• **WHAT YOU ARE ASKED TO DO**:
After repeating the line containing "jgleissner: Actually, we", stop; until then, repeat each line of the listing below exactly, starting with the first.

• **DATA EXTRACT**:
PR #207, opened 2018-11-28
use /var/run/salt/master on host as socket dir

jgleissner:
Use /var/run/salt/master instead of /var/run/salt/master/sock-dir, as salt-cloud on the admin host expects the salt master socket files in that directory to send cloud events.

This is required to make https://github.com/kubic-project/velum/pull/700 work properly.

### DIFF
--- a/manifests/public.yaml
+++ b/manifests/public.yaml
@@ -541,7 +541,7 @@ spec:
       path: /usr/share/salt/kubernetes
   - name: salt-sock-dir
     hostPath:
-      path: /var/run/salt/master/sock-dir
+      path: /var/run/salt/master
   - name: salt-minion-ca-cache
     hostPath:
       path: /var/lib/misc/salt/cache/salt-minion-ca


manifests/public.yaml
```diff
@@ -541,7 +541,7 @@ spec:
       path: /usr/share/salt/kubernetes
   - name: salt-sock-dir
     hostPath:
-      path: /var/run/salt/master/sock-dir
+      path: /var/run/salt/master
```
ereslibre: Why is this change required? In a 3.0 cluster I see the following on the admin node:

```
admin:~ # ls -la /var/run/salt/master/sock-dir
total 0
drwxr-xr-x 2 root root 120 Nov 29 11:37 .
drwxr-x--- 3 salt salt  60 Nov 29 11:37 ..
srw-rw-rw- 1 root root   0 Nov 29 11:37 master_event_pub.ipc
srw------- 1 root root   0 Nov 29 11:37 master_event_pull.ipc
srw------- 1 root root   0 Nov 29 11:37 publish_pull.ipc
srwxr-xr-x 1 root root   0 Nov 29 11:37 workers.ipc
```
Is this different in the cloud case?

jgleissner: Actually, we don't really need this, as the path can be set by creating /etc/salt/master on the host containing `sock_dir=/var/run/salt/master/sock-dir`. There's no actual master on the admin host itself, but it'll change the directory salt-cloud looks for the master ipc sockets.

I was under the impression that the path was constructed somehow from the path that was configured in the minion, judging from a few `os.path.join(__opts__['sock_dir'], 'master'))` in `salt/utils/cloud.py` (and those particular events are probably actually broken, but fortunately we're not interested in them). The events triggered by the cloud driver modules use the proper sock_dir so they should be fine. I'll add the necessary master config file to the cloud admin image builds, and this PR can be closed. Sorry about the noise.

jgleissner: Actually, it's probably better if admin-node-setup.sh sets configures the path. That way it'll also work for upgrades, whereas simply including it in the image won't. I'll open a PR.

PR #211, opened 2019-01-17
point to registry.suse.com for the container images

MaximilianMeister:

@jordimassaguerpla another thing that i discovered, which looks like a bug is https://github.com/kubic-project/caasp-container-manifests/blob/master/packaging/suse/make_spec.sh#L68-L82

even before the change of this PR, and expanded `%{_base_image}` would have looked like this in the requires:

```rpm
Requires:       registry.suse.de/devel/casp/3.0/controllernode/images_container_base/sles12-pause-image >= 2.0.0
```

is this correct?

### DIFF
--- a/packaging/suse/make_spec.sh
+++ b/packaging/suse/make_spec.sh
@@ -43,7 +43,7 @@ cat <<EOF > ${NAME}.spec
 
 %if 0%{?suse_version} == 1500 && !0%{?is_opensuse}
   # Use the sles12 images from the registry
-  %define _base_image registry.suse.de/devel/casp/3.0/controllernode/images_container_base/sles12
+  %define _base_image registry.suse.com/sles12
 %endif
 
 %if 0%{?is_opensuse} && 0%{?suse_version} > 1500


jordimassaguerpla:
@MaximilianMeister On your question about caasp-container-manifests. See that this code does not apply for SLE15 (caasp4) https://github.com/kubic-project/caasp-container-manifests/blob/master/packaging/suse/make_spec.sh#L64

This will only apply for caaspv3 or kubic, which the base_image is fine. So I don't see any error there.

jordimassaguerpla:
@MaximilianMeister However, could you do the same change you are doing here in https://github.com/kubic-project/caasp-container-manifests/blob/master/packaging/suse/make_spec.sh#L46? So that we use the images from registry.suse.com

MaximilianMeister:
> @MaximilianMeister However, could you do the same change you are doing here in https://github.com/kubic-project/caasp-container-manifests/blob/master/packaging/suse/make_spec.sh#L46? So that we use the images from registry.suse.com

should be addressed already here. or did you mean https://github.com/kubic-project/salt/blob/master/packaging/suse/make_spec.sh#L47 ? I already have a commit for that, but i'll send it together with some more salt changes related to the v4 migration

PR #221, opened 2019-02-20
Use caasp v4 images

jordimassaguerpla:


jordimassaguerpla:
This needs to go together with https://github.com/kubic-project/salt/pull/747

jordimassaguerpla:
@MaximilianMeister : will it be ok for you that we merge both Requests? I don't think  tests can pass separately...

MalloZup:
https://github.com/SUSE/caasp-jenkins-library/pull/276

MaximilianMeister:
> will it be ok for you that we merge both Requests? I don't think tests can pass separately...

yes, if you can force merge go ahead. image tags are all correct

MaximilianMeister:
@jordimassaguerpla can we now do it without a patch? see https://github.com/kubic-project/caasp-container-manifests/pull/222

MaximilianMeister:
now handeled in https://github.com/kubic-project/caasp-container-manifests/pull/222

PR #224, opened 2019-03-01
Add missing kube-apiserver-haproxy-bundle.pem

dannysauer:
I forgot to add this file mount to _this_ manifest, so it gets changed on reboot and breaks haproxy after salt changes the haproxy config during orchestration.  Merging this should fix the CI failure on kubic-project/salt#721

Probably should open an issue to have Salt maintain the /usr/share/caasp file when it updates the "real" file.  Or an issue to get rid of management of the same files by two processes...


stefsuse:
Change seems reasonable to me but I'll let someone else hit approve. 

Agreed that two processes should probably not manage the state of one file.. want to file the issue for that?

nanoscopic (approved):
Looks good.

PR #222, opened 2019-02-26
adapt container image paths to be from the registry by default

MaximilianMeister:
Signed-off-by: Maximilian Meister <mmeister@suse.de>

in favor of #221 which uses a patch

PR #226, opened 2019-03-05
adapt container image paths to be from the registry by default

MaximilianMeister:
instead of https://github.com/kubic-project/caasp-container-manifests/pull/222 to make it easier to test with other dependent PR's


MaximilianMeister:
if https://github.com/kubic-project/caasp-container-manifests/pull/228 takes precedence, i will have to rebase this PR after merging it

the reason is that we can only test this change here when the manifests in the qcow image itself are not already patched

jordimassaguerpla (changes requested):
You can get rid of _base_image in the spec file. Other than than, lgtm

MaximilianMeister:
> You can get rid of _base_image in the spec file. Other than than, lgtm

fixed, thanks!

jordimassaguerpla (approved):

PR #228, opened 2019-03-05
get rid of the patch

MaximilianMeister:
it creates problems with testing a follow up PR where we
switch to the registry images dynamically (via __TAG__
expansion)

- drop 0001-patch-in-version-numbers-for-images.patch


jordimassaguerpla:
> Can we have the tags in the manifests? Otherwise this will break the images.

I mean here https://github.com/kubic-project/caasp-container-manifests/tree/master/manifests and whatever the patch was changing the tags.

MaximilianMeister:
> I mean here https://github.com/kubic-project/caasp-container-manifests/tree/master/manifests and whatever the patch was changing the tags.

this is now part of https://github.com/kubic-project/caasp-container-manifests/pull/226

PR #120, opened 2018-07-17
Resolve dependency vulnerabilities in stringstream and base64url

spencern:
Resolves #119 
### Summary
This PR is a set of commits which remove or update dependencies in order to eliminate dependence on outdated versions of `stringstream@0.0.5` and `base64url@2.0.0` which both have reported vulnerabilities.

### Updated packages
- Updates outdated google-cloud/storage version from 1.1.1 to 1.7.0
- Updates request from ^2.8.5 to 2.8.7 and removes request from the list of direct dependencies as it's never used directly. 
Updating request to 2.87 removes the dependency on stringstream@0.0.5 which has a medium severity security vulnerability. https://snyk.io/vuln/npm:stringstream:20180511
- Removes unused package google-auto-auth@0.8.2. This package was listed as a direct dependency, but is not used in the package directly. This package is a dependency of `@google-cloud/storage` but since updating that package, we no longer need this version.
Removing this package removes 6 vulnerable paths to base64url@2.0.0 which is a High Severity vulnerability. https://snyk.io/vuln/npm:base64url:20180511
- Update jwa from 1.1.5 to 1.1.6 and ecdsa-sig-formatter from 1.0.9 to 1.0.10 
Removes dependency on base64url which has a high severity vulnerability reported. https://snyk.io/vuln/npm:base64url:20180511

Issue #119, opened 2018-07-17
Security vulnerabilities introduced through pinned version of @google-cloud/storage


spencern:
We use the `snyk` tool at ReactionCommerce to scan for vulnerabilities reported in npm packages.

We're seeing two different vulnerabilities introduced through `tus-node-server` and both of them are coming through the outdated dependency on @google-cloud/storage@1.1.1

A medium severity vulnerability on tunnel-agent: https://snyk.io/vuln/npm:tunnel-agent:20170305
```
tus-node-server@0.2.11 > @google-cloud/storage@1.1.1 > gcs-resumable-upload@0.7.7 > google-auto-auth@0.6.1 > gcp-metadata@0.1.0 > retry-request@1.3.2 > request@2.76.0 > hawk@3.1.3 > hoek@2.16.3
```

A low severity vulnerability on hoek: https://snyk.io/vuln/npm:hoek:20180212
```
tus-node-server@0.2.11 > @google-cloud/storage@1.1.1 > gcs-resumable-upload@0.7.7 > google-auto-auth@0.6.1 > gcp-metadata@0.1.0 > retry-request@1.3.2 > request@2.76.0 > tunnel-agent@0.4.3
```

After splunking through the @google-cloud/storage releases, it seems that if you can update to v1.7.0 of `@google-cloud/storage` that should bump the version of `request` enough to eliminate these vulnerabilities. 

Version 0.11 of `gcs-resumable-upload` contains a different auth library than google-auto-auth which should also resolve the vulnerabilities, but is not yet available in any `@google-cloud/storage` releases yet.

Acconut:
Thank you very much reporting this. Would you mind opening a pull request for upgrading `@google-cloud/storage`? This patch can then be included in the 0.3.0 release which is right around the corner.

spencern:
@Acconut There's a new vulnerability reported in the `cryptiles` library that's included in the `@google-cloud/storage@1.1.1` release. That vuln is also resolved by #120. 

When do you think you'll be able to cut a release?

Acconut:
0.3.0 has just been released right now.

spencern:
Thank you!

PR #121, opened 2018-07-17
Spencer remove object assign dep

spencern:
**Note**: This is an unsolicited change that I noticed opportunity for when working on resolving dependency vulnerabilities for #119 - No trouble at all if you don't accept this PR.

### Summary
Refactor the GCSDataStore to use `Object.assign()` instead of the npm package `object-assign` polyfill. Removes direct dependency on `object-assign`

### Rationale
As this same file is using `let` and arrow functions, both of which require node >=4, it seems like a safe change to make.

This PR is built on top of #120 - this is a small change otherwise.


Acconut:
The less dependencies the better :) Thank you very much

Issue #100, opened 2018-03-29
Location should send relative url


kmjayadeep:
In POST request, the response header should contain Location as relative url. In my case I was running application behind nginx proxy. So tus was returning 127.0.0.1/file_url in the Location. If it was relative url, it should be easy to handle for the client

Acconut:
Historically, not all clients (especially on Android and iOS) have dealt very well if the URL returned in the Location header is not absolute. This is why we usually prefer to provide no relative URL. However, we would be happy to see a PR to change this.

gormed:
@bhstahl I think this can be closed now :)

bhstahl:
thanks @gormed  :)

PR #128, opened 2018-08-16
Relative location support

gormed:
Added relative location support like #100 suggests, i hope it is okay :)


bhstahl:
Thanks! Do you mind adding a test demonstrating the expected behavior?

gormed:
Will do, do you have a specific place for options to test, or should i just add a new test-file?

gormed:
Alright, i moved the option to the DataStore and also tested it there, since it is a general setting. I also added a E2E test for the FileStore with relativeLocation option. Should i add one for the GCSDataStore too?

test/Test-EndToEnd.js
```diff
@@ -216,6 +216,184 @@ describe('EndToEnd', () => {
...
+            server = new Server();
+            server.datastore = new FileStore({
+                path: STORE_PATH,
+                // configure the store to return relative path in Location Header
+                relativeLocation: true
+            });
+            agent = request.agent(server.listen());
+        });
+
+        after((done) => {
```
bhstahl: This is unnecessary because it is already [declared for every test](https://github.com/tus/tus-node-server/blob/76ac93544a8c4fc0878dc00cfdd8c07f8dd09f49/test/Test-EndToEnd.js#L56-L67)

test/Test-EndToEnd.js
```diff
@@ -216,6 +216,184 @@ describe('EndToEnd', () => {
...
+                }
+
+                // clear the config
+                server.datastore.configstore.clear();
+                return done();
+            });
+        });
+
+        describe('HEAD', () => {
+            it('should 404 file ids that dont exist', (done) => {
```
bhstahl: No need to re-test this, just the new functionality

test/Test-EndToEnd.js
```diff
@@ -216,6 +216,184 @@ describe('EndToEnd', () => {
...
+                .end((err, res) => {
+                    assert.equal('location' in res.headers, true);
+                    assert.equal(res.headers['tus-resumable'], TUS_RESUMABLE);
+                    // Save the id for subsequent tests
+                    file_to_delete = res.headers.location.split('/').pop();
+                    done();
+                });
+            });
+
+            it('should create a file and respond with its _relative_ location', (done) => {
```
bhstahl: this is really the only new test you need, regressions would be caught in the existing tests

gormed: ok, i removed the unnecessary tests

gormed:
@bhstahl Can you have a look into it, and maybe bump a new version to npm? :pray:

test/Test-EndToEnd.js
```diff
@@ -216,6 +216,41 @@ describe('EndToEnd', () => {
         });
     });
 
+    describe('FileStore with relativeLocation', () => {
+        let file_id;
+        let deferred_file_id;
```
bhstahl: `deferred_file_id` is just for the End To End test on deferring the file location. Do you need to store `file_id` and  `deferred_file_id` in a variable?

gormed: Ah, no just remains from the whole test i copied before, i'll remove it.

Acconut:
@bhstahl @gormed Is this PR ready?

gormed:
I fixed the tests, i think it is ready, let @bhstahl decide if there needs to be done sth more.

bhstahl:
`v0.3.2` released 🎉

• **RESPONSE BOX**:
PR #207, opened 2018-11-28
use /var/run/salt/master on host as socket dir

jgleissner:
Use /var/run/salt/master instead of /var/run/salt/master/sock-dir, as salt-cloud on the admin host expects the salt master socket files in that directory to send cloud events.

This is required to make https://github.com/kubic-project/velum/pull/700 work properly.

### DIFF
--- a/manifests/public.yaml
+++ b/manifests/public.yaml
@@ -541,7 +541,7 @@ spec:
       path: /usr/share/salt/kubernetes
   - name: salt-sock-dir
     hostPath:
-      path: /var/run/salt/master/sock-dir
+      path: /var/run/salt/master
   - name: salt-minion-ca-cache
     hostPath:
       path: /var/lib/misc/salt/cache/salt-minion-ca


manifests/public.yaml
```diff
@@ -541,7 +541,7 @@ spec:
       path: /usr/share/salt/kubernetes
   - name: salt-sock-dir
     hostPath:
-      path: /var/run/salt/master/sock-dir
+      path: /var/run/salt/master
```
ereslibre: Why is this change required? In a 3.0 cluster I see the following on the admin node:

```
admin:~ # ls -la /var/run/salt/master/sock-dir
total 0
drwxr-xr-x 2 root root 120 Nov 29 11:37 .
drwxr-x--- 3 salt salt  60 Nov 29 11:37 ..
srw-rw-rw- 1 root root   0 Nov 29 11:37 master_event_pub.ipc
srw------- 1 root root   0 Nov 29 11:37 master_event_pull.ipc
srw------- 1 root root   0 Nov 29 11:37 publish_pull.ipc
srwxr-xr-x 1 root root   0 Nov 29 11:37 workers.ipc
```
Is this different in the cloud case?

jgleissner: Actually, we don't really need this, as the path can be set by creating /etc/salt/master on the host containing `sock_dir=/var/run/salt/master/sock-dir`. There's no actual master on the admin host itself, but it'll change the directory salt-cloud looks for the master ipc sockets.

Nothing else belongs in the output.